Data provided START

PR #9560, opened 2026-07-20
fix(sidebar): activate workspace number shortcuts by rendered sidebar order

### LINKED ISSUE #9497: [Bug]: Cmd+number selects a different workspace when the sidebar is closed

Hanxcellent:
## What

Fixes #9497.

Cmd/Ctrl+1..9 workspace shortcuts now activate the Nth row exactly as rendered in the sidebar, and folder workspaces activate through the dedicated folder path instead of the plain worktree path.

## Why

The shortcut handler previously recomputed workspace order from the Zustand store (sorting/grouping/filtering). That order could disagree with the rows actually on screen — component-local state such as host drag collapse, collapsed groups, and import cards is invisible to the store — so pressing a number could jump to the wrong workspace. Folder workspaces were also mis-activated as regular worktrees.

## How

- `WorktreeList` publishes its rendered row order from a layout effect (`setVisibleWorktreeIds`), and registers itself as the order publisher while mounted (`registerVisibleWorktreeIdsPublisher`).
- While the sidebar is mounted, the shortcut path trusts the published order directly (O(1) lookup). Only after unmount does it fall back to reconciling against the store, so shortcuts still work with the sidebar closed while dropping rows that no longer exist.
- `workspace-number-shortcut-activation.ts` routes folder workspaces through `activateAndRevealFolderWorkspace`.

No visual change.

## Tests

- New regression tests: `visible-worktree-shortcut-order.test.ts` (published-order trust while mounted, reconciliation after unmount, empty-order handling) and `workspace-number-shortcut-activation.test.ts` (folder vs worktree activation routing). All were written red-first.
- Focused suites: 133/133 passed. Full `pnpm typecheck` passed. `pnpm build` passed. Full `pnpm test`: identical pass/fail set to `main` on the same machine (remaining failures are pre-existing local-environment issues on `main`, e.g. missing optional `windows-native-registry`).

## AI code review summary

Reviewed by a Codex reviewer agent over the full diff; final verdict: no actionable findings.

- Cross-platform: shortcut handling keeps the existing metaKey/ctrlKey runtime platform check; no hardcoded modifiers or paths.
- SSH/remote/local: activation goes through the existing `worktree-activation` paths, which are host-agnostic; no assumptions of local-only execution.
- Agents/integrations & git providers: no provider-specific logic touched; ordering is purely renderer-side.
- Performance: mounted path is O(1) per keypress; full reconstruction only runs when the sidebar is unmounted.
- UI: no visual change; behavior verified via unit/integration tests.
- Security: no new inputs, IPC surfaces, or shell/git command construction.

## Platform / remote notes

Verified on macOS. The change is renderer-only ordering logic behind the existing platform-checked shortcut handler, so no platform- or SSH-specific behavior differences are expected.

X handle: (contributor: add your handle here)

### DIFF
--- a/src/renderer/src/components/sidebar/WorktreeList.tsx
+++ b/src/renderer/src/components/sidebar/WorktreeList.tsx
@@ -77,7 +77,6 @@ import {
 } from './smart-attention'
 import { track } from '@/lib/telemetry'
 import { tabHasLivePty } from '@/lib/tab-has-live-pty'
-import { deriveRunningAgentSendTargets } from '@/lib/running-agent-targets'
 import { rightSidebarShowsPullRequestData } from '@/lib/right-sidebar-visibility'
 import {
   type Row,
@@ -117,6 +116,7 @@ import { useWorkspaceStatusDocumentDrop } from './use-workspace-status-drop'
 import {
   computeClearFilterActions,
   computeVisibleWorktreeIds,
+  registerVisibleWorktreeIdsPublisher,
   setVisibleWorktreeIds,
   sidebarHasActiveFilters
 } from './visible-worktrees'
@@ -127,6 +127,10 @@ import {
   getVisibleWorktreeTerminalActivityTabs
 } from './visible-worktree-activity-inputs'
 import { selectWorktreeListReviewCacheInputs } from './worktree-list-review-cache-inputs'
+import {
+  getAgentSendEffectiveCollapsedGroups,
+  getEligibleAgentSendTargetWorktreeId
+} from './rendered-workspace-shortcut-order'
 import {
   VIRTUALIZED_SCROLL_ANCHOR_RECORD_EVENT,
   useVirtualizedScrollAnchor,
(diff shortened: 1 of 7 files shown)


nwparker:
For the record, since this stayed closed and unreviewed: @Hanxcellent, your approach here was substantially correct, and one piece of it is genuinely better than what shipped.

#10693 has now fixed the ordering half of #9497 the same way you did — deriving the shortcut order from the sidebar's rendered rows rather than a flat list.

The part you had that #10693 does **not**: `workspace-number-shortcut-activation.ts`, which branches on `parseWorkspaceKey` and routes folder workspaces to `activateAndRevealFolderWorkspace` instead of `activateAndRevealWorktree`. I checked this before deciding, and it isn't a crash — `activateAndRevealWorktree` does resolve a `folder:*` key (`findKnownWorktreeById` has a folder branch), activates the workspace and creates its terminal. So numbering a folder workspace works today.

But your split is still the more correct call: the plain path skips the `getFreshFolderWorkspacePathStatus` / `folderWorkspaceActivationBlocked` gate that `activateAndRevealFolderWorkspace` enforces, so Cmd+N on a folder whose path is missing or unmounted activates it silently instead of showing the error toast a sidebar click would. That's a real (if narrow) inconsistency between clicking a card and pressing its number.

I've left that out of #10693 deliberately to keep it to one reviewable concern, and filed it separately so it doesn't get lost. If you'd like to open a focused PR for just that activation split, it'd be welcome — credited to you.

Sorry this sat unreviewed after you closed it; the idea was a good one.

Data provided END

#### Exercise description
List each line of the entries that holds the string "unmounted".

#### Task response
- Performance: mounted path is O(1) per keypress; full reconstruction only runs when the sidebar is unmounted.
But your split is still the more correct call: the plain path skips the `getFreshFolderWorkspacePathStatus` / `folderWorkspaceActivationBlocked` gate that `activateAndRevealFolderWorkspace` enforces, so Cmd+N on a folder whose path is missing or unmounted activates it silently instead of showing the error toast a sidebar click would. That's a real (if narrow) inconsistency between clicking a card and pressing its number.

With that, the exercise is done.